Browser Audio Capture
Use Web Audio API to capture user speech. Implement Voice Activity Detection to know when users are speaking.
TTS/STT Pipelines
Build end-to-end speech processing workflows. Integrate with OpenAI Whisper, Google STT, ElevenLabs, and optimize for latency.
Multimodal IO
Add image/screen capture, tool visualization, and rich media rendering to your AI interfaces.
Mobile & PWA
Optimize for mobile devices, implement Progressive Web App patterns, and handle background audio processing.
Load, Cost, and QoS
Manage backpressure, implement fallback strategies, and optimize costs for realtime AI systems.
Pedagogical Approach
This part uses all four teaching layers:
Layer 1 (Manual Foundation): Understanding audio APIs, WebSocket protocols, streaming patterns Layer 2 (AI Collaboration): Building voice components with Claude Code/Cursor assistance Layer 3 (Intelligence Design): Creating reusable audio utilities, streaming patterns, voice pipelines Layer 4 (Spec-Driven): Implementing complete voice AI products from specifications
You'll build progressively: audio capture → speech recognition → AI processing → speech synthesis → natural conversation.
Success Metrics
You succeed when you can:
- ✅ Implement realtime communication with SSE/WebSockets/WebRTC
- ✅ Capture browser audio and detect voice activity
- ✅ Build STT/TTS pipelines with latency optimization
- ✅ Create multimodal experiences (text, voice, images)

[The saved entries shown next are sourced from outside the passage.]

PR #204, opened 2018-08-15
make travis build docs on tags

zaro0508:
Travis was not building the docs when a tag is pushed therefore
the build would fail with 'No such file or directory @ dir_chdir -
Documentation'.  This update will build the docs so the deploy
will work.

### DIFF
--- a/travis/build.sh
+++ b/travis/build.sh
@@ -2,12 +2,12 @@
 set -ex
 # setup config file for integration tests
 cp BridgeAdminCredentials.plist ../BridgeAdminCredentials.plist
-if [ "$TRAVIS_PULL_REQUEST" != "false" ]; then     # on pull requests
-    bundle exec fastlane doc scheme:"BridgeSDK"
+# build docs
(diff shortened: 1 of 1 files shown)


travis/build.sh
```diff
@@ -2,12 +2,12 @@
 set -ex
 # setup config file for integration tests
 cp BridgeAdminCredentials.plist ../BridgeAdminCredentials.plist
-if [ "$TRAVIS_PULL_REQUEST" != "false" ]; then     # on pull requests
-    bundle exec fastlane doc scheme:"BridgeSDK"
+# build docs
+bundle exec fastlane doc scheme:"BridgeSDK"
```
Erin-Mounts: Is this expecting the BridgeSDK scheme to build docs? (because it doesn't as far as I can see) or is it telling fastlane to build the doc scheme (which it somehow knows is "Documentation") in the BridgeSDK Xcode project?

zaro0508: yes, this is the fastlane command to build the doc lane which is defined in fastlane/Fastfile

- ✅ Optimize for mobile devices and Progressive Web Apps
- ✅ Manage performance, cost, and quality of service for realtime systems
What You'll Build
Capstone projects:
- Voice AI Interface: Browser-based voice assistant with STT/TTS integration and natural conversation flow
- Multimodal Agent: AI that can see your screen, hear your voice, and respond with rich media
- Mobile AI App: Progressive Web App with offline capabilities and mobile optimization
By the end, you'll have built complete voice-enabled AI experiences.
Looking Ahead
After mastering realtime and voice, you're ready for Part 12: Agentic AI is the Future—exploring emerging patterns like the Agentic Web, Agentic Organizations, and Agentic Commerce.
You've built the full interactive stack: Backend (Parts 5-7), Language (Part 9), Frontend (Part 10), Voice/Realtime (Part 11). Part 12 shows you where this technology is heading.